- **Try it**
Within the entries below, find the portion that opens with the line containing "directionality, if possible" and closes with the line containing "stream concurrency limits.". Retype that portion exactly and only.

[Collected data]

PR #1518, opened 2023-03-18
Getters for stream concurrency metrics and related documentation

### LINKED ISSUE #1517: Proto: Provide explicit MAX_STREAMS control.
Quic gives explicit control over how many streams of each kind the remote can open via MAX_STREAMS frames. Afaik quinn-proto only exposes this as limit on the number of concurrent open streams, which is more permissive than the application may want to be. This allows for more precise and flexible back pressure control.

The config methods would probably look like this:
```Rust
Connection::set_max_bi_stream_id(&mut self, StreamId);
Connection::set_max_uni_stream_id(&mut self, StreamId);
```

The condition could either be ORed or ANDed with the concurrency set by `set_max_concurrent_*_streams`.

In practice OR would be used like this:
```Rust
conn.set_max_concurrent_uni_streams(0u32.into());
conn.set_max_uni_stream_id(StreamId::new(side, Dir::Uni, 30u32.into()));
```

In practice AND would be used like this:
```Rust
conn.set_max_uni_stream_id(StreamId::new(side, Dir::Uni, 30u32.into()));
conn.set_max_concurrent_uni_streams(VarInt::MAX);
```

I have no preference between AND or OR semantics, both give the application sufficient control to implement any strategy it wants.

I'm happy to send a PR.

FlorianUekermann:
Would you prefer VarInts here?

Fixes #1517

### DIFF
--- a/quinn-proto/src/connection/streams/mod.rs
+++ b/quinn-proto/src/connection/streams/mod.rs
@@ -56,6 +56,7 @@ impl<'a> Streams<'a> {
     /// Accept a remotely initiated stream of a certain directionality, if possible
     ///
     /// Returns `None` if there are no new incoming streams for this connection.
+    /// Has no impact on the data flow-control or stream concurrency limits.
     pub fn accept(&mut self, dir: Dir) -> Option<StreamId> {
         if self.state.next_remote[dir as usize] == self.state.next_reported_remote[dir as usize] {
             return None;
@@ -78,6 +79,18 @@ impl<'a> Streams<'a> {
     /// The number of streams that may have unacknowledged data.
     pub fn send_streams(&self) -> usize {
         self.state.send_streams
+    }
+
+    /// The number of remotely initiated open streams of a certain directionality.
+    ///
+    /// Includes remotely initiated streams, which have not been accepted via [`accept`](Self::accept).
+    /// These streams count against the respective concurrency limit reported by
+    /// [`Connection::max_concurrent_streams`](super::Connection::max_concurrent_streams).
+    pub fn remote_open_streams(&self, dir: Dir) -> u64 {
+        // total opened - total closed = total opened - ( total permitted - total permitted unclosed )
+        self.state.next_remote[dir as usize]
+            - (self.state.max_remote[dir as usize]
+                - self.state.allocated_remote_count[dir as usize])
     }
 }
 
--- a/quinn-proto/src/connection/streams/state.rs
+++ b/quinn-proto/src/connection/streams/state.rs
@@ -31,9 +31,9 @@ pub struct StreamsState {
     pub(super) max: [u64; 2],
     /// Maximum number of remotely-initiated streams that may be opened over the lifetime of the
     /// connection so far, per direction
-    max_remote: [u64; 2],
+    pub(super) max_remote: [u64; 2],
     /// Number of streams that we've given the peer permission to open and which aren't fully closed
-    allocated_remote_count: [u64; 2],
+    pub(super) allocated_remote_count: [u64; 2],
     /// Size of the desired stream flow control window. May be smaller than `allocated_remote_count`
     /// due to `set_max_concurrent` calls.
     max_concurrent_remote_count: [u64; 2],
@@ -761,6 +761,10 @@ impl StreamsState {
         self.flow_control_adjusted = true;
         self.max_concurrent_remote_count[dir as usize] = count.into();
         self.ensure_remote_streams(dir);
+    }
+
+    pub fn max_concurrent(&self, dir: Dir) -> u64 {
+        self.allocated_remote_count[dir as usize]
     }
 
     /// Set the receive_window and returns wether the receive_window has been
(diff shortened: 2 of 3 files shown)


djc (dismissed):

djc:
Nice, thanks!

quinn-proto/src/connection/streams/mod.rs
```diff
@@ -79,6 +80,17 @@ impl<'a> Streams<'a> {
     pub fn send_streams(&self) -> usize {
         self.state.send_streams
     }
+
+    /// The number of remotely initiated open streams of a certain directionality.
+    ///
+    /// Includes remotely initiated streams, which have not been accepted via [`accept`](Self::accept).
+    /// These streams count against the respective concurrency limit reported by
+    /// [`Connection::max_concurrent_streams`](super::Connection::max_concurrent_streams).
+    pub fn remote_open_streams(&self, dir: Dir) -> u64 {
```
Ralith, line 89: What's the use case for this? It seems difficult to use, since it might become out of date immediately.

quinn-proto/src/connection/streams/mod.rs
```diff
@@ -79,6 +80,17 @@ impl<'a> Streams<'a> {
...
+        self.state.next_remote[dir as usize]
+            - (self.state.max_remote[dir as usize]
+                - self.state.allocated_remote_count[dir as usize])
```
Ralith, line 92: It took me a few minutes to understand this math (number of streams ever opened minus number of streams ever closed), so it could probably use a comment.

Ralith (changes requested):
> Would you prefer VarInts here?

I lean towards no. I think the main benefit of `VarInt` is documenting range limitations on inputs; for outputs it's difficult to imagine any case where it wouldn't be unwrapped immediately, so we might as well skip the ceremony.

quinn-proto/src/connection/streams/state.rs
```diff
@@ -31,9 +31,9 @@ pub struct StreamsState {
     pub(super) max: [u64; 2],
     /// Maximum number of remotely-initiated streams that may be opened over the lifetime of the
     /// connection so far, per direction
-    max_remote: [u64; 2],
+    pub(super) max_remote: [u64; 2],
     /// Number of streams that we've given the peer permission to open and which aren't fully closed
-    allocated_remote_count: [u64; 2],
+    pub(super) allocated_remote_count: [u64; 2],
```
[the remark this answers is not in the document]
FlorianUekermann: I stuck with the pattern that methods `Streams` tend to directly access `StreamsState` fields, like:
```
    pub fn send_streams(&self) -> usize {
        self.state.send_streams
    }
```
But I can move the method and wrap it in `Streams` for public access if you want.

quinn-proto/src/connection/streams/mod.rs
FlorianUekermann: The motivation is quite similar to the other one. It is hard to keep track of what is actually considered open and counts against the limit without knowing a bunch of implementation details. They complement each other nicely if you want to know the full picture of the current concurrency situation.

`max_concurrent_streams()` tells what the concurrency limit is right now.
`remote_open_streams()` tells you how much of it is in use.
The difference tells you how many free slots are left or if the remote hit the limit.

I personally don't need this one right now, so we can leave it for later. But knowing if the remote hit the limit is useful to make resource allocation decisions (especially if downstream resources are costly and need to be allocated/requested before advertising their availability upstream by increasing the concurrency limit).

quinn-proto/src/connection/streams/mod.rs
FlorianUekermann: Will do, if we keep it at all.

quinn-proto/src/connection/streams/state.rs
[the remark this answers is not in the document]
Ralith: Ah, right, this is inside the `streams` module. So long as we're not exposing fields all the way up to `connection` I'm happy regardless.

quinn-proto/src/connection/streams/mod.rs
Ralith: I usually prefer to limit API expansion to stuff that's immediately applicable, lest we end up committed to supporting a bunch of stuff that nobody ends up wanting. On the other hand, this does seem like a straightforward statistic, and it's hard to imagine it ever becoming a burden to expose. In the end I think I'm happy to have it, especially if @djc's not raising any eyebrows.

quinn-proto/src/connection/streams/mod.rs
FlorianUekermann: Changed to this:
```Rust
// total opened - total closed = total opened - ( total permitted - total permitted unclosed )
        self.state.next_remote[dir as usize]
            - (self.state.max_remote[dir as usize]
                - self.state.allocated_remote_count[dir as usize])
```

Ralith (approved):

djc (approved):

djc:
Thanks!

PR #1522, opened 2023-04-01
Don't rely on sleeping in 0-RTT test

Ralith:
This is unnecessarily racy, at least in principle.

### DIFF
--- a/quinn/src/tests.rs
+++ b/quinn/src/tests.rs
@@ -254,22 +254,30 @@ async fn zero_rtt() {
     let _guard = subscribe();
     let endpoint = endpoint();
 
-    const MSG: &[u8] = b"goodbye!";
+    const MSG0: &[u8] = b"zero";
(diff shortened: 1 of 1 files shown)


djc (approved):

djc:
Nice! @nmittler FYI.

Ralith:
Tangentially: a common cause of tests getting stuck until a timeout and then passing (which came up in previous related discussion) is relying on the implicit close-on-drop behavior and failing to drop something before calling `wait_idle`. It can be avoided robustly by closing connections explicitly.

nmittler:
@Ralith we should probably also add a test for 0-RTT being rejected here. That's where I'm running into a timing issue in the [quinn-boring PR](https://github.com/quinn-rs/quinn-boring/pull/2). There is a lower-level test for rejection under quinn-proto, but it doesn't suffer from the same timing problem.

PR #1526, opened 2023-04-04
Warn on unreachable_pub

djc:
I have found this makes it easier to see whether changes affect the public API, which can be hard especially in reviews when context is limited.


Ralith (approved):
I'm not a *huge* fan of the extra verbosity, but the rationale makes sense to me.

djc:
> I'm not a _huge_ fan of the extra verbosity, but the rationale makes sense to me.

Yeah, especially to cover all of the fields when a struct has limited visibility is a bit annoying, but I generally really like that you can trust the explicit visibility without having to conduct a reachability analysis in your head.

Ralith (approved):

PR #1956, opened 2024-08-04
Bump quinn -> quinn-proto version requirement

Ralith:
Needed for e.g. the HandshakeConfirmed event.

- **Solution to this task**
     /// Accept a remotely initiated stream of a certain directionality, if possible
     ///
     /// Returns `None` if there are no new incoming streams for this connection.
+    /// Has no impact on the data flow-control or stream concurrency limits.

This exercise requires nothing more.